Jens Risom

Danish-born designer Jens Risom (1919-) was trained at the Copenhagen School of Industrial Arts and Design under the tutelage of Kaare Klint and worked his first job as a furniture and interior designer for Ernst Kuhn.

Although he learned the trade in Denmark, and was even knighted in 1996, he is often counted among the American designers who were shaping postwar design and, indeed, his most important contributions to the modern style were made after his emigration there in 1939. Risom started out designing predominantly textiles and the occasional piece of furniture, while acting as the Director of Interior Design for Dan Cooper, Inc.

In 1939 he and German émigré Hans Knoll who was struggling to open a furniture company in New York with what Risom referred to as "nondescript, commercial Grand Rapids chairs," collaborated on an exhibition for the New York World's Fair. Risom was then invited to produce the interior for the "House of Ideas" erected by Collier's magazine in Rockefeller Center as an inspiration for consumers.

In 1941 he and Knoll took a three month trip across the country to get a feeling for the different pockets of art and design that were thriving at the time. The trip convinced them that the new generations were going to furnish their homes with quality, modern designs, and when they returned Risom provided Knoll with fifteen pieces for his first Knoll catalogue. This 1942 series featured armchairs, stools and lounges. The chairs, made under wartime materials mandates from cedar wood and surplus webbing, have since become classics and gave Knoll a strong commercial start. The work solidified Risom's style as a combination of simple, well-crafted Scandinavian modernity and streamlined American curves and angles.
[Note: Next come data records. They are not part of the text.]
PR #36338, opened 2026-06-27
feat(runtime): surface in-memory queued user messages in GET /messages

dvargasfuertes:
## Prompt / plan

> Our `GET /messages` command should return a flag for each user message that is queued, derived from the in-mem queue.

**Why:** Messages a user sends while the agent is mid-turn are enqueued in the live conversation's in-memory `MessageQueue` and are not persisted to the DB until the queue drains. `GET /v1/messages` builds its history from DB rows, so those pending messages never appear in a history snapshot. The live UI only learns about them through `message_queued` SSE events — on a cold reload (no event replay) the queued rows are lost entirely.

**Approach:** `handleListMessages` now reads the live conversation's queue via a new read-only snapshot accessor and appends each pending user message to the response, flagged `queued: true`. The flag is derived at render time (same pattern as `pendingConfirmation` / `processing`), so it appears only while a message is genuinely waiting and is absent on already-persisted rows.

After the war the cedar was replaced with laminated beech, and the webbed seat and back, inspired by the work of Bruno Matthson, were also replaced with a higher quality material. Knoll's father's company sold the chairs as the "Vostra" series in Germany.

Risom designed interiors for Knoll, and their New York showroom, but on his return from World War II he started his own company, Jens Risom, Inc.Over the next two decades Risom designed furniture for prominent clients like Georg Jensen and Richard Avedon.

In the late 1940s he was commissioned to design cabinets for the tract houses being built by Levitt & Sons on Long Island. These cottages were created as affordable, federally financed living for returning soldiers and their wives, and needed a sense of design ingenuity to make the small space seem more expansive and attractive.

Risom was profiled in Playboy in 1961 alongside the likes of Charles Eames and fellow Knoll designer Harry Bertoia, as a designer who was "revolutionizing furniture in America."

In the 1960s he began focusing on office furniture, and in 1970 Dictaphone bought his company, although, as reported later by Interiors magazine, Risom "still cast his formidable, perhaps inhibiting shadow on the new owners."

He left in 1973 to start a new company called Design Control. Risom summed up his stylistic philosophy and his approach to interiors in his statement that, "good design means that anything which is good by itself will go with other things."